Hello, I am new here. I've been having some trouble with my pup and would love some suggestions. Our trainer is out of town for a few weeks on an emergency so I'm on my own for a bit. 

My pups name is Nova she is 14 weeks old and is a service dog prospect. She is awesome in most areas but there's a few things that we are figuring out. 

Our main issue is leash walking, per our trainer every walk is a training walk. However she does some things that I don't know how to respond to. First, she picks up everything, wouldn't be a big issue exept she lies down to eat/chew them. Second she sometimes will pay me no attention and walk/run circles looking at everything other then me (even in our house with no disctractions) Third she will get very interested in the leash and jump up to grab it and play tug, or grab it when it's hanging and lie down to chew. (Doesn't matter what kind of leash) she wears a front clip harness or flat collar. 
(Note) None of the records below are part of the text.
PR #1458, opened 2024-06-25
feat(clap): show help menu on no args as well

pwnwriter:
__This pr adds support for help menu when the end user doesn't provide any argument__ 

POC:

before: 

old

now:

new


mre:
Oh, very nice. Thanks a lot @pwnwriter!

Our secondary problem is furniture biting. We can be playing or she's playing on her own (once when training) and there's a point that she will get to where she just has an overwhelming desire to bite my couch, mattress and bedsheets. She sometimes tugs and sometimes just stands there with her mouth on it. Any ideas why she does this? Attention, frustration, overstimulated, tiered? I can redirect but she will drop the toy and go back to it. What I've been doing is if she does it to many times Is end the play session and put her away for a nap. Is there a better way to handle the behavior? 

Any insight, suggestions, tips etc would be greatly appreciated!


----------



## CarolinaGolden (Jul 12, 2017)

Hi there! I have a 12 week old pup and we are working with leash manners/walking as well. I think it comes down to:
1.) Make the pup focus on you. (Treats, a toy helps). This helps if you have been doing training with her keeping attention on you ("Look here") at home with your other training. I used Kikopup You Tube video on focus training. It has helped a lot.
2.) On walks, make yourself seem like so much more fun than eating stuff (like mulch). That may be doing a play bow, a kiss noise, whatever to get her to walk. Finn gets focused and wants to walk when I hop and shuffle my feet like we are going for a jog, then he is intreasted and will join in the fun.
3.) When they look like they are going for something on the ground during a walk, say mulch on the sidewalk, I will cover the mulch piece with my foot and say "leave it". Then reward with a treat when he does a sit instead and leaves it. We also train "Leave it" in the house as well during training.
4.) I spray bitter apple on the leash if they are constantly playing tug on the leash while on a walk. At 14 weeks they are teething/chewing a lot but I don't allow it on walks because it makes training so much harder. I'm also not a big fan of tug games so we don't play that a whole lot in our house. I also use a flat buckle collar for walks. The front attached harness makes it so much easier for them to grab the leash too so that can be distracting to a pup so maybe try a collar or attach on her back?. Again, bitter apple might help here.
5.) With furniture bitting I do 2 things. Spray bitter apple and redirect with a stuffie toy right in his mouth. Eventually they get it that the furniture tastes bad and mom wants me to use this instead. I feel like if sometimes they need to get out more energy I will take him out to the yard and play a good game of ball retrieve or do a training session to calm him down. 

Good luck and hang in there!


----------



## gdgli (Aug 24, 2011)

You do not have a problem, you have a puppy! Not unusual behavior. Just be persistent with the training and don't expect too much too soon.


----------



## Swampcollie (Sep 6, 2007)

And she's teething.


----------